**Work item**
Take the lines from the beginning of the data below through the line holding "now works on" and return exactly those.

**Records for this task**
PR #10506, opened 2020-03-26
fix shader interpolation and make image comparison tests more tolerant.

mjkkirschner:
### Purpose

This PR does the following:

* in the shader - do not pass our flags from the vertex stage to the fragment stage - the data gets interpolated and no longer can be decoded - instead just get it from the common buffer - this is faster, makes more sense, and lets us get rid of our custom input struct. yay!

* It now works on 
     * Parallels (forwarding calls to apple metal)
     * and using WARP - 
     * and on a real machine with an Nvidia Quadro 2000m.
* adds two methods for making the image tests more tolerant
    * adds a color distance metric which calculates euclidean distance in RGB space from the actual to expected color - this is a wide tolerance, the accepted distance is 128 - thats half the color space.
    * next a percentage difference is calculated, for all pixels which failed the first assertion, those pixels are counted against the total pixel count to calculate a final percent difference between images.

This let's us spot differences like this:
Screen Shot 2020-03-26 at 7 02 47 PM

but this still passes, even though there are many pixel to pixel differences, the colors are still within the same space:
Screen Shot 2020-03-26 at 7 03 21 PM

to my eye these are almost the same - but of course alpha blending in different renderers will produce slightly different results, order matters etc. 

These tests now pass on the dynamo performance machine.

### Declarations


src/DynamoCoreWpf/ViewModels/Watch3D/shaderSource/vsDynamoMesh.hlsl
```diff
@@ -58,9 +57,6 @@ PSInputCustom main(VSInput input)
     //set normal for interpolation	
     output.n = normalize(mul(input.n, (float3x3)mWorld));
 
-    //send our flags through to the frag shader
-    output.customParams.x = vParams.x;
```
aparajit-pratap: @mjkkirschner how do the flags get passed to the default `PSInput` struct? We currently have a custom struct for the vertex shader called `VSInputCustom`. Did we also get rid of that in the `helix-upgrade` branch?

aparajit-pratap: What do you mean by data interpolation? How did you figure out that that was going on?

src/VisualizationTests/HelixImageComparisonTests.cs
```diff
@@ -68,9 +70,10 @@ private static System.Drawing.Bitmap BitmapFromSource(BitmapSource bitmapsource)
             return bitmap;
         }
 
-        private string GenerateTestDataPathFromTest(string testname)
+        private string GenerateTestDataPathFromTest(string testname,bool debug = false)
```
aparajit-pratap: Could we rename this to `GenerateImagePathFromTest` unless we are generating any other "data" than just images?

src/VisualizationTests/HelixImageComparisonTests.cs
```diff
@@ -89,32 +92,72 @@ private void RenderCurrentViewAndCompare(string testName)
...
+            SaveBitMapSourceAsPNG(debugPath, bitmapsource);
+#endif
+
             compareImageColors(refbitmap, newImage);
         }
-
-        //TODO consider something like:
-        //(diferentPixelsCount / (mainImage.width* mainImage.height))*100
-        //for a percent image diff.
         private static void compareImageColors(Bitmap image1,Bitmap image2)
```
aparajit-pratap: I think it would be clearer if we can rename the parameters to `expectedImage`, `actualImage`, so it helps us identify which is which.

src/VisualizationTests/HelixImageComparisonTests.cs
```diff
@@ -89,32 +92,72 @@ private void RenderCurrentViewAndCompare(string testName)
             var refbitmap = BitmapFromSource(refimage);
             var newImage = BitmapFromSource(bitmapsource);
 
+#if SAVEDEBUGIMAGES
```
aparajit-pratap: What is this for?

src/VisualizationTests/HelixImageComparisonTests.cs
```diff
@@ -89,32 +92,72 @@ private void RenderCurrentViewAndCompare(string testName)
...
             }
+            var diff = CalculatePercentDiff(image1, differences);
+            Console.WriteLine($"% difference by out of range pixels was {(diff * 100).ToString("N" + 3)}%");
+            Assert.LessOrEqual(diff, .01);
+
+        }
+
+        /// <summary>
+        /// Euclidean distance between colors.
+        /// Does not use the alpha channel.
```
aparajit-pratap: Why is the alpha channel not used?

src/DynamoCoreWpf/ViewModels/Watch3D/shaderSource/vsDynamoMesh.hlsl
mjkkirschner: we no longer need any custom input structs - the data gets passed to each shader using a directX constant buffer, read about these here:
https://docs.microsoft.com/en-us/windows/win32/direct3dhlsl/dx-graphics-hlsl-constants

you can think of this like a uniform in opengl except per model, not shader or triangle.



So imagine we have a triangle with 3 verts - each vert has a color associated with it - to smoothly interpolate those colors for each pixel of the triangle, the renderer interpolates those values and sends those interpolated values to the pixel shader - that was being done to the flags data... it turns out that in directX apparently interpolating between the same value on each vertex does not interpolate correctly... the value should remain constant - but it obviously did not... 

in parallels(metal) it did interpolate correctly, so each pixel had the correct flags set.

What we were seeing was each pixel having a random set of flags - some frozen, some selected etc.

I figured out what was going on by noting that the data was being corrupted between the vertex stage and the pixel stage, but was fine if I set it myself using some constant number.

src/VisualizationTests/HelixImageComparisonTests.cs
mjkkirschner: yes can do.

src/VisualizationTests/HelixImageComparisonTests.cs
mjkkirschner: cool, will do.

src/VisualizationTests/HelixImageComparisonTests.cs
mjkkirschner: this will dump the new renders into the same folder where the reference images are so you can easily compare them and see what the current render looks like.

src/VisualizationTests/HelixImageComparisonTests.cs
mjkkirschner: theres no alpha channel in a full color image with no transparency. These are renders not textures or masks.

aparajit-pratap: What about when we are comparing images in isolation mode or frozen geometry?

mjkkirschner: nope, even then, the final output color is just red,green,blue, the alpha channel is still 0. These are 24bit images anyway, there isn't even an alpha channel.

src/DynamoCoreWpf/ViewModels/Watch3D/shaderSource/vsDynamoMesh.hlsl
aparajit-pratap: Wow, I would have expected interpolation only to be applied to vertex normals and colors, not for all data in the shader.

mjkkirschner: it depends on the semantic you use - check this out:
https://docs.microsoft.com/en-us/windows/win32/direct3dhlsl/dx-graphics-hlsl-struct#interpolation-modifiers-introduced-in-shader-model-4

src/VisualizationTests/HelixImageComparisonTests.cs
aparajit-pratap: So would the image comparison between an isolated geometry and non-isolated geometry return true (same image)?

aparajit-pratap: Is this the reason why @QilongTang couldn't write tests to check if isolated geometry was being rendered as expected?

mjkkirschner: no!
I'm not doing a good job explaining this :)

When we set the alpha channel to control transparency that has no real meaning in terms of color - how alpha channel changes the output of the frag shader is a decision the renderer/shader makes when it determines the final color of the rendered output.

So when we generate a bitmap the alpha channel has already been incorporated into the final RGB color - you can think of this like premultiplying or something - the color values have been modified by the alpha channel in some way to create a color blended with the other colors that were behind those pixels.

The resulting alpha channel is meaningless for the final image here because we're not creating a mask or other texture where we consider it to have some meaning - we only care about the final color.

QilongTang: @aparajit-pratap I think so, alpha value did not indicate anything for the isolated geometry case in the old `master` branch.

mjkkirschner: thats unrelated - in your test you were not looking at the color values of an image, you were looking at the color values of individual verts which were not used for computing the final color.

QilongTang: @mjkkirschner OK, let me read your comments carefully again!

mjkkirschner: I know it's a bit confusing - but you can see in the shader:

```
//if isolated - alpha should always be low - 
//overriding other alpha values (except if selected)
if(isIsolated && !isSelected)
{
	I.a = .1f;
}
```

that if the isolate mode is active we set the alpha of the returned color (returned from the shader)

Because the shader is using AlphaBlending - the renderer uses this alpha to compute a final color.

I hope that makes sense. Please let me know if not, I can find some better written docs on the subject.

aparajit-pratap: > The resulting alpha channel is meaningless for the final image here because we're not creating a mask or other texture where we consider it to have some meaning - we only care about the final color.

Ah, so it's something like homogeneous coordinates :)

aparajit-pratap: > thats unrelated - in your test you were not looking at the color values of an image, you were looking at the color values of individual verts which were not used for computing the final color.

Yup, sorry for confusing the two; my bad.

aparajit-pratap: > So when we generate a bitmap the alpha channel has already been incorporated into the final RGB color - you can think of this like premultiplying or something - the color values have been modified by the alpha channel in some way to create a color blended with the other colors that were located at the same pixels.

Ah, so it's something like homogeneous coordinates :)

QilongTang: Make sense! @mjkkirschner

**Answer to this task**
PR #10506, opened 2020-03-26
fix shader interpolation and make image comparison tests more tolerant.

mjkkirschner:
### Purpose

This PR does the following:

* in the shader - do not pass our flags from the vertex stage to the fragment stage - the data gets interpolated and no longer can be decoded - instead just get it from the common buffer - this is faster, makes more sense, and lets us get rid of our custom input struct. yay!

* It now works on 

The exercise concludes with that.